Start of MATERIAL FOR THE TASK

PR #4321, opened 2021-01-12
fix: (Core|Platform) refactor select component with (material approach) cdk overlay, key manager, selection model

### LINKED ISSUE #4254: fix(core): select component modifications to implement material approach
fix

Create select component in core and update any breaking changes as per Franks suggested material approach.

10

sKudum:

closes #4254

Refactored select component in core with material approach.
parallel this PR fixes build issues in platform due to this changes.

BREAKING CHANGE:

Not required 
**extendedBodyTemplate**- can be deprecated- as it is handled internally by select.component, controlTemplate!=null or undefined is considered as extendedBodyTemplate as true.

**Before:**
```
<fd-select [(value)]="selectedValue"  [extendedBodyTemplate]="true" [controlTemplate]="customSelectTemplate">
```

**Now:**
```
<fd-select [(value)]="selectedValue" [controlTemplate]="customSelectTemplate">
```

Documentation checklist:
- [n/a ] update `README.md`
- [x] Documentation Examples


fkolar:
I thought that I last discussion was that we will review existing core implementation and it is already using CDKOverlay but its still missing other features. SO we decided to pull over this old UI ?

sKudum:
> I thought that I last discussion was that we will review existing core implementation and it is already using CDKOverlay but its still missing other features. SO we decided to pull over this old UI ?

Hi @fkolar, 
Yes considering it below steps are  followed.
1. compared existing core implementations and the suggested approach and did changes where ever its required.
2. While doing changes I made sure non of the existing features to break. expect closeOnOutsideClick, all are achiveable with material approach.
3. Material has multi select and invalid option features, for which we don't have styles in fiori due to which I was not able to give examples in documentations.

libs/core/src/lib/select/commons/select-commons.ts
```diff
@@ -0,0 +1,994 @@
...
+/**
+ * Common behaviors from Material Select Component to build Fundamental-ngx Select on top of it. We need this solid
+ * foundation to deliver robust solution and only focus on additional Fiori 3 enhancement.
+ *
+ * Even this seems to be implemented as one big mixins with single anonymous class all this is going to be broking down
+ * into several pieces in order to maximize reusability. Such as a possible candidates would be to separate
+ * Keyboard Support, Overlay support and option panel positioning and maybe select behavior itself.
+ *
+ * @Hidden
+ */
```
InnaAtanasova, line 43: ?

libs/core/src/lib/select/commons/select-commons.ts
```diff
@@ -0,0 +1,994 @@
...
+
+/**
+ * The select panel will only "fit" inside the viewport if it is positioned at
+ * this value or more away from the viewport boundary.
+ */
+export const SELECT_PANEL_VIEWPORT_PADDING = 5;
+
+/** The height of the select items in `em` units. */
```
InnaAtanasova, line 51: Fundamental library uses `rem` units

libs/core/src/lib/select/commons/select-commons.ts
```diff
@@ -0,0 +1,994 @@
...
+const SELECT_HEADER_IDENTIFIER = '.fd-list__group-header';
+
+export type Constructor<T> = new (...args: any[]) => T;
+
+/**
+ * Common Interface to define shareable properties and method
+ *
+ * @hidden
+ */
+export interface MatSelectCommonBehavior {
```
InnaAtanasova, line 73: Can we avoid naming interfaces and classes starting with `MAT`?

libs/core/src/lib/select/commons/select-commons.ts
```diff
@@ -0,0 +1,994 @@
...
+         * @hidden
+         */
+        closeOnOutsideClick: boolean;
+
+        /**
+         * Handles selection interaction logic
+         * @hidden
+         */
+        selectionModel: SelectionModel<OptionComponent>;
+
```
InnaAtanasova, line 187: hidden props and methods should be prefixed with `_`

libs/core/src/lib/select/select-mobile/select-mobile.component.spec.ts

End of MATERIAL FOR THE TASK

● ACTION ITEM
Transcribe the data above verbatim.

● OUTPUT OF THE TASK
PR #4321, opened 2021-01-12
fix: (Core|Platform) refactor select component with (material approach) cdk overlay, key manager, selection model

### LINKED ISSUE #4254: fix(core): select component modifications to implement material approach
fix

Create select component in core and update any breaking changes as per Franks suggested material approach.

10

sKudum:

closes #4254

Refactored select component in core with material approach.
parallel this PR fixes build issues in platform due to this changes.

BREAKING CHANGE:

Not required 
**extendedBodyTemplate**- can be deprecated- as it is handled internally by select.component, controlTemplate!=null or undefined is considered as extendedBodyTemplate as true.

**Before:**
```
<fd-select [(value)]="selectedValue"  [extendedBodyTemplate]="true" [controlTemplate]="customSelectTemplate">
```

**Now:**
```
<fd-select [(value)]="selectedValue" [controlTemplate]="customSelectTemplate">
```

Documentation checklist:
- [n/a ] update `README.md`
- [x] Documentation Examples


fkolar:
I thought that I last discussion was that we will review existing core implementation and it is already using CDKOverlay but its still missing other features. SO we decided to pull over this old UI ?

sKudum:
> I thought that I last discussion was that we will review existing core implementation and it is already using CDKOverlay but its still missing other features. SO we decided to pull over this old UI ?

Hi @fkolar, 
Yes considering it below steps are  followed.
1. compared existing core implementations and the suggested approach and did changes where ever its required.
2. While doing changes I made sure non of the existing features to break. expect closeOnOutsideClick, all are achiveable with material approach.
3. Material has multi select and invalid option features, for which we don't have styles in fiori due to which I was not able to give examples in documentations.

libs/core/src/lib/select/commons/select-commons.ts
```diff
@@ -0,0 +1,994 @@
...
+/**
+ * Common behaviors from Material Select Component to build Fundamental-ngx Select on top of it. We need this solid
+ * foundation to deliver robust solution and only focus on additional Fiori 3 enhancement.
+ *
+ * Even this seems to be implemented as one big mixins with single anonymous class all this is going to be broking down
+ * into several pieces in order to maximize reusability. Such as a possible candidates would be to separate
+ * Keyboard Support, Overlay support and option panel positioning and maybe select behavior itself.
+ *
+ * @Hidden
+ */
```
InnaAtanasova, line 43: ?

libs/core/src/lib/select/commons/select-commons.ts
```diff
@@ -0,0 +1,994 @@
...
+
+/**
+ * The select panel will only "fit" inside the viewport if it is positioned at
+ * this value or more away from the viewport boundary.
+ */
+export const SELECT_PANEL_VIEWPORT_PADDING = 5;
+
+/** The height of the select items in `em` units. */
```
InnaAtanasova, line 51: Fundamental library uses `rem` units

libs/core/src/lib/select/commons/select-commons.ts
```diff
@@ -0,0 +1,994 @@
...
+const SELECT_HEADER_IDENTIFIER = '.fd-list__group-header';
+
+export type Constructor<T> = new (...args: any[]) => T;
+
+/**
+ * Common Interface to define shareable properties and method
+ *
+ * @hidden
+ */
+export interface MatSelectCommonBehavior {
```
InnaAtanasova, line 73: Can we avoid naming interfaces and classes starting with `MAT`?

libs/core/src/lib/select/commons/select-commons.ts
```diff
@@ -0,0 +1,994 @@
...
+         * @hidden
+         */
+        closeOnOutsideClick: boolean;
+
+        /**
+         * Handles selection interaction logic
+         * @hidden
+         */
+        selectionModel: SelectionModel<OptionComponent>;
+
```
InnaAtanasova, line 187: hidden props and methods should be prefixed with `_`

libs/core/src/lib/select/select-mobile/select-mobile.component.spec.ts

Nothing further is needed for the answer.